Overall, the system’s profitability is not dependent on rare extreme events, but rather arises from consistent statistical expectancy distributed across many trades and time periods.

Risk Controls

Volatility Railguards

An optional module called Volatility Railguards filters trading activity based on a daily z-score of realized volatility. The internal volatility calculation closely mirrors the behavior of the CBOE Gold ETF Volatility Index. When enabled, trades are allowed only when volatility remains within ±2 standard deviations of its long-term mean. Extremely low volatility environments typically lack sufficient price movement. Extremely high volatility regimes introduce excessive execution costs and unstable price dynamics The module prioritizes capital preservation during abnormal volatility regimes, albeit at the cost of reduced trading activity. It can be particularly useful during major macroeconomic events such as:

• Nonfarm Payrolls releases
• Federal Open Market Committee decisions
• Jackson Hole Economic Symposium
• Interest rate announcements
• Major geopolitical developments

While this lowers drawdown risk, it also reduces return potential, and is generally intended for exceptional market conditions.

Dynamic Allocation

An optional position-sizing module called Dynamic Allocation adjusts the capital at risk per trade based on the strategy’s realized empirical performance rather than static risk inputs. The module calculates a rolling win rate over a user-defined lookback window (e.g., the last 30 trades). Risk is managed using a tiered step-function. When a session's win rate exceeds a defined upper threshold (e.g., 55%), risk allocation increases by a fixed step size for each additional percentage tier. When the win rate falls below a defined lower threshold (e.g., 45%), risk allocation is incrementally reduced to limit exposure. All adjustments remain within strict minimum and maximum risk parameters. This creates an algorithmic feedback loop that:

• Reduces drawdown velocity during unfavorable regimes
• Scales exposure only when a statistically verified edge exists

This calculation is strictly isolated per trading session (Asian, European, and American) to ensure that performance metrics in one market do not skew position sizing in another. Because the Dynamic Allocation module adjusts exposure based on session-specific performance, its effectiveness depends on the presence of persistent session-level regimes of outperformance or underperformance. However, statistical analysis of this strategy shows:

• Losses are not strongly clustered in time
• Underperformance does not persist within specific sessions
• The edge remains relatively stable across trading sessions

As a result, enabling Dynamic Allocation does not materially change the long-term performance profile of the strategy. In practice, the module produces only minor variations in equity growth and drawdown characteristics, with no statistically meaningful improvement or deterioration in profitability.

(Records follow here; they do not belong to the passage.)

PR #6454, opened 2025-09-03
SWAPS-2839 update bridge controllers for bitcoin

ghgoodreau:
## Explanation

This PR extends the bridge controller to support Bitcoin transactions, building on the existing Solana support to create a more generic non-EVM chain handling system.

  Current state: The bridge controller currently only supports EVM chains and Solana for cross-chain transactions.

  Solution: This PR:
  - Renames Solana-specific functions and types to be generic for all non-EVM chains (NonEvmFees
  instead of SolanaFees, handleNonEvmTx instead of handleSolanaTx)
  - Adds support for Bitcoin transactions using PSBT (Partially Signed Bitcoin Transaction) format
  - Updates the Snap interface to use the new unified computeFee and signAndSendTransaction methods
  that work across all non-EVM chains
  - Maintains backward compatibility while deprecating Solana-specific naming

  Key changes:
  - The nonEvmFeesInNative field now stores fees in the smallest units for each chain
  - Transaction handling now detects Bitcoin PSBT format alongside string trade data
  
## Checklist


packages/bridge-controller/src/utils/caip-formatters.ts
```diff
@@ -147,6 +154,9 @@ export const formatAddressToAssetId = (
   if (chainId === SolScope.Mainnet) {
     return CaipAssetTypeStruct.create(`${chainId}/token:${addressOrAssetId}`);
   }
+  if (chainId === 'tron:0x2b6653dc') {
```
aganglada: `TrxScope` should be available by now from the `keyring-api`

packages/bridge-controller/src/utils/snaps.ts
```diff
@@ -22,19 +23,70 @@ export const getMinimumBalanceForRentExemptionRequest = (snapId: string) => {
...
   return {
     snapId: snapId as never,
     origin: 'metamask',
-    handler: 'onRpcRequest' as never,
+    handler: 'onClientRequest' as never,
     request: {
-      method: 'getFeeForTransaction',
+      id: uuid(),
+      jsonrpc: '2.0',
+      method: 'ClientRequest:computeFee',
```
aganglada:
```suggestion
      method: 'computeFee',
```

aganglada: The `ClientRequest:` on the spec is only to outline it's an `onClientRequest`

packages/bridge-controller/src/utils/snaps.ts
```diff
@@ -22,19 +23,70 @@ export const getMinimumBalanceForRentExemptionRequest = (snapId: string) => {
...
+  options?: Record<string, unknown>,
+) => {
+  return {
+    snapId: snapId as never,
+    origin: 'metamask',
+    handler: 'onClientRequest' as never,
+    request: {
+      id: uuid(),
+      jsonrpc: '2.0',
+      method: 'ClientRequest:signAndSendTransaction',
```
aganglada: same here, only `signAndSendTransaction`

packages/bridge-controller/src/bridge-controller.test.ts
```diff
@@ -588,6 +589,26 @@ describe('BridgeController', function () {
                   resolve('5000');
                 }, 200);
               }
+              if (
+                (params as { handler: string })?.handler ===
+                  'onClientRequest' &&
+                (params as { request?: { method: string } })?.request
+                  ?.method === 'ClientRequest:computeFee'
```
aganglada:
```suggestion
                  ?.method === 'computeFee'
```

packages/bridge-controller/src/bridge-controller.test.ts
```diff
@@ -1678,6 +1699,28 @@ describe('BridgeController', function () {
                   resolve(expectedMinBalance);
                 }, 200);
               }
+              if (
+                (params as { handler: string })?.handler ===
+                  'onClientRequest' &&
+                (params as { request?: { method: string } })?.request
+                  ?.method === 'ClientRequest:computeFee'
```
aganglada:
```suggestion
                  ?.method === 'computeFee'
```

packages/bridge-controller/src/bridge-controller.test.ts
```diff
@@ -1780,6 +1823,121 @@ describe('BridgeController', function () {
...
+            },
+          } as never;
+        }
+
+        if (actionType === 'SnapController:handleRequest') {
+          return new Promise((resolve) => {
+            if (
+              (params as { handler: string })?.handler === 'onClientRequest' &&
+              (params as { request?: { method: string } })?.request?.method ===
+                'ClientRequest:computeFee'
```
aganglada:
```suggestion
                'computeFee'
```

aganglada (commented):
Sorry for the confusion on the spec. The `ClientRequest:` bit was only to outline it it's an `onClientRequest`

packages/bridge-controller/src/utils/snaps.ts
```diff
@@ -22,19 +23,70 @@ export const getMinimumBalanceForRentExemptionRequest = (snapId: string) => {
...
+ * Works for Solana, BTC, Tron, and other non-EVM networks
+ *
+ * @param snapId - The snap ID to send the request to
+ * @param transaction - The base64 encoded transaction string
+ * @param scope - The CAIP-2 chain scope
+ * @param accountId - The account ID
+ * @param options - Optional network-specific options
+ * @returns The snap request object
+ */
+export const signAndSendTransactionRequest = (
```
micaelae: I'd move this util to bridge-status-controller since it's used there

packages/bridge-controller/src/utils/caip-formatters.ts
```diff
@@ -147,6 +154,9 @@ export const formatAddressToAssetId = (
...
+    return CaipAssetTypeStruct.create(`${chainId}/token:${addressOrAssetId}`);
```
micaelae: Is there a constant we can use for this?

packages/bridge-controller/src/utils/bridge.ts
```diff
@@ -190,6 +190,23 @@ export const isBitcoinChainId = (
   return chainId.toString() === ChainId.BTC.toString();
 };
 
+export const isTronChainId = (chainId: Hex | number | CaipChainId | string) => {
+  if (isCaipChainId(chainId)) {
+    return chainId === 'tron:0x2b6653dc'; // Tron mainnet CAIP-2 identifier
+  }
```
micaelae: constant can also be used here

packages/bridge-controller/src/utils/bridge.ts
```diff
@@ -190,6 +190,23 @@ export const isBitcoinChainId = (
...
+  return chainId.toString() === ChainId.TRON.toString();
+};
+
+export const isNonEvmChainId = (
+  chainId: GenericQuoteRequest['srcChainId'],
```
micaelae, line 201: Seems like this would be useful in clients as well. Can you add JSDOC to indicate that this only checks networks that are supported by swaps?

packages/bridge-status-controller/src/utils/transaction.ts
```diff
@@ -10,7 +11,6 @@ import {
   type QuoteResponse,
 } from '@metamask/bridge-controller';
 import { toHex } from '@metamask/controller-utils';
-import { SolScope } from '@metamask/keyring-api';
 import type {
```
micaelae, line 14: nice! I believe you can remove keyring-api from the package.json as well

packages/bridge-controller/CHANGELOG.md
```diff
@@ -7,8 +7,18 @@ and this project adheres to [Semantic Versioning](https://semver.org/spec/v2.0.0
...
 
+### Added
+
+- Export `isNonEvmChainId` utility function to check for non-EVM chains (Solana, Bitcoin, Tron) ([#6454](https://github.com/MetaMask/core/pull/6454))
+
 ### Changed
 
+- Update Snap methods to use new unified interface for non-EVM chains ([#6454](https://github.com/MetaMask/core/pull/6454))
+  - Replace `getFeeForTransaction` with `computeFee` method (handled via onClientRequest)
+  - Update fee format to return native units (e.g., SOL) instead of smallest units (e.g., Lamports)
```
micaelae: Can you mark this as a breaking change?

packages/bridge-controller/CHANGELOG.md
```diff
@@ -7,8 +7,18 @@ and this project adheres to [Semantic Versioning](https://semver.org/spec/v2.0.0
...
+  - Add support for Tron chain alongside existing Bitcoin and Solana support
+  - Export `signAndSendTransactionRequest` utility function
+  - Fix precision issues in Solana fee conversion using BigInt math
```
micaelae: This can be removed too

packages/bridge-controller/CHANGELOG.md
micaelae: Actually wait - is it a breaking change?

packages/bridge-controller/src/bridge-controller.ts
```diff
@@ -727,51 +728,88 @@ export class BridgeController extends StaticIntervalPollingController<BridgePoll
...
+          let feeInNative = '0';
+
+          if (baseFee?.asset?.amount) {
+            if (isSolanaChainId(quote.srcChainId)) {
+              // Convert SOL to Lamports (1 SOL = 10^9 Lamports)
+              // Use string manipulation to avoid floating point precision issues
+              const parts = baseFee.asset.amount.split('.');
+              const wholePart = parts[0] || '0';
+              const decimalPart = (parts[1] || '').padEnd(9, '0').slice(0, 9);
+              feeInNative = BigInt(wholePart + decimalPart).toString();
```
micaelae: We typically use the `bignumber.js` lib to do this math (already included in this package). Was there a reason to use BigInt instead?

packages/bridge-controller/CHANGELOG.md
ghgoodreau: @micaelae it actually doesn't require client to update!

packages/bridge-controller/src/bridge-controller.ts
```diff
@@ -727,51 +728,88 @@ export class BridgeController extends StaticIntervalPollingController<BridgePoll
...
+            } else {
+              // For other chains (BTC, Tron), use the fee as-is
+              feeInNative = baseFee.asset.amount;
```
micaelae: I think we should make this generic across chains so the metadata calculation can work for any non-EVM chain. If you search the package for `solanaFeesInLamports` you can see how it's used. We could deprecate that and add a new metadata field for `feeInNative`

Looks like network fees for Tron and BTC are not getting included in the metadata (see `getBridgeQuotes` selector)

packages/bridge-controller/src/selectors.ts
```diff
@@ -286,10 +287,12 @@ const selectBridgeQuotesWithMetadata = createBridgeSelector(
         relayerFee,
         gasFee: QuoteMetadata['gasFee'];
 
-      if (isSolanaChainId(quote.quote.srcChainId)) {
-        totalEstimatedNetworkFee = calcSolanaTotalNetworkFee(
+      if (isNonEvmChainId(quote.quote.srcChainId)) {
+        // Use the new generic function for all non-EVM chains
+        totalEstimatedNetworkFee = calcNonEvmTotalNetworkFee(
           quote,
```
micaelae, line 295: Can you also update `getExchangeRateByChainIdAndAddress` to use isNonEvmChainId? BTC and tron exchange rates will be read from the same state keys as solana

packages/bridge-controller/src/utils/quote.ts
```diff
@@ -105,6 +117,30 @@ export const calcSolanaTotalNetworkFee = (
   };
 };
 
+export const calcNonEvmTotalNetworkFee = (
+  bridgeQuote: QuoteResponse & NonEvmFees,
```
micaelae, line 98: Minor: delete `calcSolanaTotalNetworkFee` and repurpose its tests for the new evm fee calculation

packages/bridge-controller/src/utils/quote.ts
```diff
@@ -105,6 +117,30 @@ export const calcSolanaTotalNetworkFee = (
...
+  { exchangeRate, usdExchangeRate }: ExchangeRate,
+  chainId: string | number,
+) => {
+  const { nonEvmFeesInNative } = bridgeQuote;
```
micaelae, line 101: For 1 SOL, is `nonEvmFeesInNative` equal to `1000000000` or `1`?

ghgoodreau: For 1 SOL, nonEvmFeesInNative equals 1000000000, and the calcNonEvmTotalNetworkFee function converts this to 1 SOL by dividing by 10^9

packages/bridge-controller/src/types.ts
```diff
@@ -78,7 +78,11 @@ export type L1GasFees = {
 };
 
 export type SolanaFees = {
-  solanaFeesInLamports?: string; // solana fees in lamports, appended by BridgeController.#appendSolanaFees
+  solanaFeesInLamports?: string; // @deprecated Use nonEvmFeesInNative instead
+};
```
micaelae: I think we should remove this completely and just mark it as a breaking change. afaik it's not used outside the bridge-controller tho

packages/bridge-controller/src/types.ts
```diff
@@ -77,8 +77,8 @@ export type L1GasFees = {
   l1GasFeesInHexWei?: string; // l1 fees for approval and trade in hex wei, appended by BridgeController.#appendL1GasFees
 };
 
-export type SolanaFees = {
-  solanaFeesInLamports?: string; // solana fees in lamports, appended by BridgeController.#appendSolanaFees
+export type NonEvmFees = {
+  nonEvmFeesInNative?: string; // Non-EVM chain fees in smallest units (lamports for Solana, satoshis for BTC, sun for Tron)
```
infiniteflower: Personally I've been calling them `atomic` units

packages/bridge-controller/src/constants/bridge.ts
```diff
@@ -5,6 +5,9 @@ import type { Hex } from '@metamask/utils';
 import { CHAIN_IDS } from './chains';
 import type { BridgeControllerState } from '../types';
 
+// Tron mainnet CAIP-2 identifier
+export const TRON_MAINNET_SCOPE = 'tron:0x2b6653dc' as const;
```
infiniteflower: Do we need this for a BTC related PR?

packages/bridge-controller/src/utils/bridge.ts
```diff
@@ -190,6 +191,30 @@ export const isBitcoinChainId = (
...
+};
+
+/**
+ * Checks if a chain ID represents a non-EVM blockchain supported by swaps
+ * Currently supports Solana, Bitcoin, and Tron
+ *
+ * @param chainId - The chain ID to check
+ * @returns True if the chain is a supported non-EVM chain, false otherwise
+ */
+export const isNonEvmChainId = (
```
infiniteflower, line 200: I wonder if there's an easier way, otherwise we need to keep updating this for every single new non EVM network

How about:

1. Convert chainId to CAIP
2. Check CAIP namespace for `eip155`
3. If `eip155`, then it's EVM

What do you think?

packages/bridge-controller/src/utils/quote.ts
```diff
@@ -31,12 +31,18 @@ export const isValidQuoteRequest = (
   if (requireAmount) {
     stringFields.push('srcTokenAmount');
   }
-  // If bridging and one of the chains is solana, require the dest wallet address
+  // If bridging between different chain types or different non-EVM chains, require dest wallet address
+  // Cases that need destWalletAddress:
+  // 1. EVM -> non-EVM
+  // 2. non-EVM -> EVM
+  // 3. non-EVM -> different non-EVM (e.g., SOL -> BTC)
+  // Only same-chain swaps don't need destWalletAddress
```
infiniteflower, line 39: Thank you for the detailed comments 🙇

packages/bridge-status-controller/src/utils/snaps.ts
```diff
@@ -0,0 +1,38 @@
...
+ * Works for Solana, BTC, Tron, and other non-EVM networks
+ *
+ * @param snapId - The snap ID to send the request to
+ * @param transaction - The base64 encoded transaction string
+ * @param scope - The CAIP-2 chain scope
+ * @param accountId - The account ID
+ * @param options - Optional network-specific options
+ * @returns The snap request object
+ */
+export const signAndSendTransactionRequest = (
```
infiniteflower: Can we call this something else? Because it doesn't actually sign and send anything, looks like it just returns the request object

packages/bridge-controller/src/utils/bridge.ts
ghgoodreau: I like that idea! It does add some testing scope whereas the current functionality is already tested and working. Is this blocking? If not, I'd prefer to get these changes released to unblock the client PR, and then can update the function next week. Let me know what you think and I can add a // TODO comment @infiniteflower

packages/bridge-controller/src/constants/bridge.ts
ghgoodreau: I've removed these!

packages/bridge-controller/src/utils/quote.ts
```diff
@@ -88,20 +94,31 @@ const calcTokenAmount = (value: string | BigNumber, decimals: number) => {
...
-  const { solanaFeesInLamports } = bridgeQuote;
-  const solanaFeeInNative = calcTokenAmount(solanaFeesInLamports ?? '0', 9);
+  const { nonEvmFeesInNative } = bridgeQuote;
+
+  let feeInNative: BigNumber;
+
+  if (isSolanaChainId(chainId)) {
+    // Solana fees are stored in lamports (smallest units), need to convert to SOL
+    const decimals = 9;
+    feeInNative = calcTokenAmount(nonEvmFeesInNative ?? '0', decimals);
```
micaelae: Why do we convert the SOL amount to lamports in bridge-controller.ts if we need to convert it back to SOL here?

packages/bridge-controller/src/utils/bridge.ts
infiniteflower: Yea this is non-blocking, fine with adding a TODO and addressing it in a follow up PR

micaelae (approved):

packages/bridge-status-controller/CHANGELOG.md
```diff
@@ -17,13 +17,41 @@ and this project adheres to [Semantic Versioning](https://semver.org/spec/v2.0.0
...
+- Update `getClientRequest` to create proper requests for all non-EVM chains ([#6454](https://github.com/MetaMask/core/pull/6454))
+  - Use `formatChainIdToCaip` to get proper scope for each chain
+  - Extract transaction data from either string or PSBT object format
+- Remove dependency on `@metamask/keyring-api` ([#6454](https://github.com/MetaMask/core/pull/6454))
 - Bump `@metamask/controller-utils` from `^11.12.0` to `^11.14.0` ([#6620](https://github.com/MetaMask/core/pull/6620), [#6629](https://github.com/MetaMask/core/pull/6629))
 - Bump `@metamask/base-controller` from `^8.3.0` to `^8.4.0` ([#6632](https://github.com/MetaMask/core/pull/6632))
 
+### Removed
+
+- Remove direct dependency on `@metamask/keyring-api` - no longer needed with unified Snap interface ([#6454](https://github.com/MetaMask/core/pull/6454))
```
Gudahtt, line 53: The dependency was not removed here, this is unaccurate

Gudahtt: Welp, I see it was actually listed twice. It's also in the changed section.

packages/bridge-status-controller/CHANGELOG.md
```diff
@@ -17,13 +17,41 @@ and this project adheres to [Semantic Versioning](https://semver.org/spec/v2.0.0
...
 - Add new controller metadata properties to `BridgeStatusController` ([#6589](https://github.com/MetaMask/core/pull/6589))
 
 ### Changed
 
+- Update transaction submission to use new unified Snap interface for all non-EVM chains ([#6454](https://github.com/MetaMask/core/pull/6454))
+  - Replace `signAndSendTransactionWithoutConfirmation` with `ClientRequest:signAndSendTransaction` method
+  - Update response handling to support new `transactionId` format from unified interface
+  - Support multiple response formats: string, `{ transactionId }`, `{ result: { signature } }`, and `{ signature }`
+  - Maintain backward compatibility with legacy response formats
+- Rename transaction handling functions for clarity ([#6454](https://github.com/MetaMask/core/pull/6454))
```
Gudahtt, line 34: These changelogs are meant for users of the package, not internal contributors. Please don't document internal-only changes such as internal function renames. It makes it much harder to tell what has actually changed for anyone using this package.

packages/bridge-status-controller/CHANGELOG.md
```diff
@@ -17,13 +17,41 @@ and this project adheres to [Semantic Versioning](https://semver.org/spec/v2.0.0
...
+  - Handle Bitcoin PSBT (Partially Signed Bitcoin Transaction) format in trade data
+  - Support Bitcoin transaction submission through unified Snap interface
+  - Add Bitcoin-specific transaction handling in `#handleNonEvmTx` method
+  - Support extraction of `unsignedPsbtBase64` from trade data for Bitcoin transactions
 - Add new controller metadata properties to `BridgeStatusController` ([#6589](https://github.com/MetaMask/core/pull/6589))
 
 ### Changed
 
+- Update transaction submission to use new unified Snap interface for all non-EVM chains ([#6454](https://github.com/MetaMask/core/pull/6454))
+  - Replace `signAndSendTransactionWithoutConfirmation` with `ClientRequest:signAndSendTransaction` method
```
Gudahtt, line 30: This is a breaking change.

I'm told in practice it probably doesn't require client changes because our snaps support `ClientRequest:signAndSendTransaction` already. But we should still be documenting it properly here so that it's clearly understood that there is a compatibility change here.

packages/bridge-status-controller/CHANGELOG.md
```diff
@@ -17,13 +17,41 @@ and this project adheres to [Semantic Versioning](https://semver.org/spec/v2.0.0
...
+  - Rename `handleSolanaTxResponse` to `handleNonEvmTxResponse` to reflect support for all non-EVM chains
+  - Rename `#handleSolanaTx` to `#handleNonEvmTx` in BridgeStatusController
+  - Export `handleSolanaTxResponse` as an alias for backward compatibility (deprecated)
+- Update transaction detection logic to identify non-EVM transactions ([#6454](https://github.com/MetaMask/core/pull/6454))
+  - Check for Bitcoin PSBT format (`unsignedPsbtBase64` in trade object) alongside string trade data
+  - Use `isNonEvmChainId` for determining non-EVM transaction handling
+- Update chain ID handling for non-EVM chains ([#6454](https://github.com/MetaMask/core/pull/6454))
+  - Add fallback chain ID (`0x0`) when CAIP format can't be converted to hex for source chains
+  - Add fallback chain ID (`0x1`) for non-EVM destination chains
+- Update `getClientRequest` to create proper requests for all non-EVM chains ([#6454](https://github.com/MetaMask/core/pull/6454))
```
Gudahtt, line 44: This seems like an internal change as well (a subset of "Add support for Bitcoin bridge transactions"). No need to document internal changes like this.

packages/bridge-controller/CHANGELOG.md
```diff
@@ -38,9 +43,26 @@ and this project adheres to [Semantic Versioning](https://semver.org/spec/v2.0.0
 
 ### Changed
 
+- **BREAKING:** Rename fee handling for non-EVM chains ([#6454](https://github.com/MetaMask/core/pull/6454))
+  - Replace `SolanaFees` type with `NonEvmFees` type
+  - Replace `solanaFeesInLamports` field with `nonEvmFeesInNative` field
```
Gudahtt, line 48: It's unclear _what_ is being renamed here, is this a property on a return value? The context made it seem like it was a package export or a method or something. More context would be appreciated here

packages/bridge-controller/CHANGELOG.md
```diff
@@ -38,9 +43,26 @@ and this project adheres to [Semantic Versioning](https://semver.org/spec/v2.0.0
...
+  - Update `#appendSolanaFees` to `#appendNonEvmFees` to support all non-EVM chains
```
Gudahtt, line 49: This line seems like an internal-only change

packages/bridge-controller/CHANGELOG.md
```diff
@@ -38,9 +43,26 @@ and this project adheres to [Semantic Versioning](https://semver.org/spec/v2.0.0
...
+  - The `nonEvmFeesInNative` field stores fees in the smallest units for each chain (lamports for Solana, satoshis for Bitcoin)
+- Update Snap methods to use new unified interface for non-EVM chains ([#6454](https://github.com/MetaMask/core/pull/6454))
+  - Replace `getFeeForTransaction` with `computeFee` method that returns fees in native token units
+  - Update fee calculation to handle different unit conversions per chain
+  - Support fee computation for Bitcoin and Solana chains
+- Update quote validation to support Bitcoin-specific trade data format ([#6454](https://github.com/MetaMask/core/pull/6454))
```
Gudahtt, line 55: Nit: This is fine, but maybe better to move these two entries ("Update quote validation" and "Update selectors and utilities") as sub-bullets of "Add support for Bitcoin bridge transactions". It seems like a detail of that addition, I don't think it's as helpful to frame it as a standalone change.

packages/bridge-controller/CHANGELOG.md
```diff
@@ -38,9 +43,26 @@ and this project adheres to [Semantic Versioning](https://semver.org/spec/v2.0.0
 
 ### Changed
 
+- **BREAKING:** Rename fee handling for non-EVM chains ([#6454](https://github.com/MetaMask/core/pull/6454))
+  - Replace `SolanaFees` type with `NonEvmFees` type
+  - Replace `solanaFeesInLamports` field with `nonEvmFeesInNative` field
+  - Update `#appendSolanaFees` to `#appendNonEvmFees` to support all non-EVM chains
+  - The `nonEvmFeesInNative` field stores fees in the smallest units for each chain (lamports for Solana, satoshis for Bitcoin)
+- Update Snap methods to use new unified interface for non-EVM chains ([#6454](https://github.com/MetaMask/core/pull/6454))
+  - Replace `getFeeForTransaction` with `computeFee` method that returns fees in native token units
```
Gudahtt, line 52: This seems like a breaking change as well. This is a change in the expectations we have of snaps this controller inter-operates with.

packages/bridge-controller/src/utils/snaps.ts
```diff
@@ -22,19 +23,34 @@ export const getMinimumBalanceForRentExemptionRequest = (snapId: string) => {
...
   snapId: string,
   transaction: string,
+  accountId: string,
+  scope: CaipChainId,
 ) => {
   return {
     snapId: snapId as never,
     origin: 'metamask',
-    handler: 'onRpcRequest' as never,
+    handler: 'onClientRequest' as never,
```
Gudahtt, line 45: Why cast to `never` 🤔 As the name might imply, `never` should _never_ be resolved on any of our types. It's meant to alert when a conditional type is broken.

For this reason, Dynamic Allocation should be viewed primarily as an optional risk management preference, rather than a core component of the system’s statistical edge.

Operational Requirements

• Spread widening, slippage, or latency may impact execution. ECN accounts are recommended to achieve best results.
• Session timing must align precisely with the broker’s server time, as the model relies on accurate session boundaries for regime classification.
• Take-profit and stop-loss levels should remain unchanged. These parameters were calibrated using the average session-specific daily range of gold over the past five years.